Che in italiano verrebbe reso con: “Publio Hortorio Scauro (e) Gaio Cesio Figlio di Sesto, Duumviri, per Decreto dei Decurioni, con Denaro Pubblico, si Curarono di Fare e Questa Opera lo Prova”.

La seconda parte della seconda riga, costituita da sole iniziali, riprende una formula convenzionalmente utilizzata nelle epigrafi romane che attestavano e certificavano l’esecuzione di opere edilizie.

Si apprende pertanto che Publio Hortorio Scauro e Gaio Cesio, Figlio di Sesto, erano, a quell’epoca, i Duumviri del Municipium di Ancona ovvero, i magistrati cittadini. Si trattava di figure assimilabili a quella della più alta carica (corrispondente oggi al “sindaco”), solo che erano due e rispondevano a quello che oggi sarebbe definito il “Consiglio Comunale”, i cui consiglieri erano allora denominati “Decurioni”. Va evidenziato come, ben un millennio dopo (e anche oltre, fino al 1198) la magistratura del Libero Comune/Repubblica anconitana, per il suo autogoverno, avrebbe continuato a rifarsi a questo identico assetto istituzionale (con i due consules).

Uno dei modi per garantire efficacia ed equilibrio all’attività di governo dei duumviri consisteva nel fare in modo che uno dei due provenisse da fuori, come in questo caso. Publio Hortorio apparteneva, infatti, alla “gens Scauria”, che non era originaria della città di Ancona, ma probabilmente della costa tirrenica, a metà strada fra Roma e Napoli (ancor oggi è presente la località denominata Scauri). L’altro, Gaio Cesio, era invece espressione della cittadinanza locale.
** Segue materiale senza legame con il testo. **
PR #213, opened 2015-07-26
Tests for SimpleConsumer.reset_offsets

yungchin:
This adds tests for reset_offsets (which I'm also looking to use to ensure the implementation of reset_offsets in #176 will be conformant), and fixes some issues with that method which I encountered in the course of writing tests.

### DIFF
--- a/pykafka/simpleconsumer.py
+++ b/pykafka/simpleconsumer.py
@@ -521,17 +521,16 @@ class SimpleConsumer():
 
                 time.sleep(i * (self._offsets_channel_backoff_ms / 1000))
 
+                for errcode, owned_partitions in parts_by_error.iteritems():
+                    if errcode != 0:
+                        for owned_partition in owned_partitions:
+                            owned_partition.fetch_lock.release()
 
-            for errcode, owned_partitions in parts_by_error.iteritems():
-                if errcode != 0:
-                    for owned_partition in owned_partitions:
-                        owned_partition.fetch_lock.release()
-
-            if len(parts_by_error) == 1 and 0 in parts_by_error:
+            if not owned_partition_offsets:
                 break
             log.debug("Retrying offset reset")
 
-        if any([a != 0 for a in parts_by_error]):
+        if owned_partition_offsets:
             raise OffsetRequestFailedError("reset_offsets failed after %d "
                                            "retries",
                                            self._offsets_reset_max_retries)
--- a/pykafka/simpleconsumer.py
+++ b/pykafka/simpleconsumer.py
@@ -497,9 +497,6 @@ class SimpleConsumer():
                     partition.flush()
                     by_leader[partition.partition.leader].append((partition, offset))
 
-            # reset this dict to prepare it for next retry
-            owned_partition_offsets = {}
-
             # get valid offset ranges for each partition
             for broker, offsets in by_leader.iteritems():
                 reqs = [owned_partition.build_offset_request(offset)
@@ -522,12 +519,10 @@ class SimpleConsumer():
 
                 if 0 in parts_by_error:
                     parts_by_error.pop(0)
-                errored_partitions = dict(
+                owned_partition_offsets = dict(
                     (part, owned_partition_offsets[part])
                     for errcode, parts in parts_by_error.iteritems()
                     for part, _ in parts)
-                owned_partition_offsets = dict(errored_partitions.items() +
-                                               owned_partition_offsets.items())
 
             for errcode, owned_partitions in parts_by_error.iteritems():
                 if errcode != 0:
--- a/pykafka/simpleconsumer.py
+++ b/pykafka/simpleconsumer.py
@@ -508,7 +508,11 @@ class SimpleConsumer():
                     success_handler=_handle_success,
                     partitions_by_id=self._partitions_by_id)
 
-                if len(parts_by_error) == 1 and 0 in parts_by_error:
+                if 0 in parts_by_error:
+                    # drop successfully reset partitions for next retry
+                    successful = [part for part, _ in parts_by_error.pop(0)]
+                    map(owned_partition_offsets.pop, successful)
+                if not parts_by_error:
                     continue
                 log.error("Error resetting offsets for topic %s (errors: %s)",
                           self._topic.name,
@@ -517,12 +521,6 @@ class SimpleConsumer():
 
                 time.sleep(i * (self._offsets_channel_backoff_ms / 1000))
 
-                if 0 in parts_by_error:
-                    parts_by_error.pop(0)
-                owned_partition_offsets = dict(
-                    (part, owned_partition_offsets[part])
-                    for errcode, parts in parts_by_error.iteritems()
-                    for part, _ in parts)
 
             for errcode, owned_partitions in parts_by_error.iteritems():
                 if errcode != 0:
--- a/pykafka/simpleconsumer.py
+++ b/pykafka/simpleconsumer.py
@@ -636,7 +636,18 @@ class OwnedPartition(object):
         return self._messages.qsize()
 
     def flush(self):
-        self._messages = Queue()
+        """Flush internal queue"""
+        # This is a slow way to empty the queue, but the safest solution that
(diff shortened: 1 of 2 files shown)


yungchin:
@emmett9001 I ran into an issue that came in with 4cbe0a1 (see commit message of 50561ee for details), and have put in an alternative fix here with 3cea51c, and some more changes in 3e76c15. I'd be grateful if you can check on those two commits in particular, because `reset_offsets` logic is just so complex, so there's a real chance I'm missing the point.

tests/pykafka/test_simpleconsumer.py
```diff
@@ -55,18 +65,46 @@ def test_offset_resume(self):
...
+            # We can't control which partition(s) our setUpClass produce calls
+            # write to, so we don't know on which partitions the following will
+            # result in a valid offset. But at least one will be valid, which
+            # is good enough.
+            custom_offs = [(consumer.partitions[pid], latest - 5)
+                           for pid, latest in latest_offs.items()]
+            consumer.reset_offsets(partition_offsets=custom_offs)
+            msg = consumer.consume()
+            # FIXME this 4 should be a 5 or I'm getting something else wrong:
+            self.assertEqual(msg.offset, latest_offs[msg.partition_id] - 4)
```
yungchin: This detects an off-by-one error, currently (I've committed -4 here to make the tests pass, but it should be -5 as per L102 above). I've no idea yet whether that's an error in the test code or elsewhere: any insight much appreciated.

Here's the test log:
```
======================================================================
FAIL: Test resetting to user-provided offsets
----------------------------------------------------------------------
  File "/srv/pykafka/tests/pykafka/test_simpleconsumer.py", line 107, in test_reset_offsets
    self.assertEqual(msg.offset, latest_offs[msg.partition_id] - 5)
AssertionError: 295 != 294
    '295 != 294' = '%s != %s' % _common_shorten_repr(295, 294)
    '295 != 294' = self._formatMessage('295 != 294', '295 != 294')
>>  raise self.failureException('295 != 294')
    
-------------------- >> begin captured logging << --------------------
pykafka.simpleconsumer: INFO: Resetting offsets for 3 partitions
pykafka.simpleconsumer: INFO: Flushed queue for partition 1
pykafka.simpleconsumer: INFO: Flushed queue for partition 0
pykafka.simpleconsumer: INFO: Flushed queue for partition 2
pykafka.simpleconsumer: DEBUG: Fetcher thread exiting
pykafka.simpleconsumer: INFO: Starting 1 fetcher threads
pykafka.simpleconsumer: INFO: Resetting offsets for 3 partitions
pykafka.simpleconsumer: INFO: Flushed queue for partition 0
pykafka.simpleconsumer: INFO: Flushed queue for partition 2
pykafka.simpleconsumer: INFO: Flushed queue for partition 1
pykafka.simpleconsumer: WARNING: Offset reset for partition 1 to timestamp -6 failed. Setting partition 1's internal counter to -6
pykafka.simpleconsumer: INFO: Resetting offsets in response to OffsetOutOfRangeError
pykafka.simpleconsumer: INFO: Resetting offsets for 1 partitions
pykafka.simpleconsumer: INFO: Flushed queue for partition 1
pykafka.simpleconsumer: WARNING: Offset reset for partition 0 to timestamp 594 failed. Setting partition 0's internal counter to 594
pykafka.simpleconsumer: WARNING: Offset reset for partition 2 to timestamp 294 failed. Setting partition 2's internal counter to 294
pykafka.simpleconsumer: DEBUG: Fetched 5 messages for partition 0
pykafka.simpleconsumer: DEBUG: Partition 0 queue holds 5 messages
pykafka.simpleconsumer: DEBUG: Fetched 5 messages for partition 2
pykafka.simpleconsumer: DEBUG: Partition 2 queue holds 5 messages
--------------------- >> end captured logging << ---------------------
```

Così come nella stele funeraria di Durazzo, anche nel caso dell’epigrafe rinvenuta presso le vasche degli impianti termali, collocati a ridosso dell’anfiteatro di Ancona, di Gaio Cesio non è citata la gens d’origine, posto che, ovviamente, non ce n’era bisogno. Egli proveniva da Ancona e, per identificarlo più precisamente, in questo caso, si è fatto ricorso al patronimico: si trattava di Gaio Cesio, il figlio di Sesto. Che si tratti proprio dello stesso della stele di Durazzo? Ciò con è assolutamente certo (forse, la certezza non vi sarà mai), ma sembra tuttavia piuttosto probabile.

Una cosa, in ogni caso, è certa: entrambi i duumviri abitavano ad Ancona, entrambi erano molto noti e, con ogni probabilità, entrambi vissero nel I secolo d. C.. Quanto a Gaio Cesio, si potrebbe così trattare del più antico cittadino anconitano mai identificato come tale.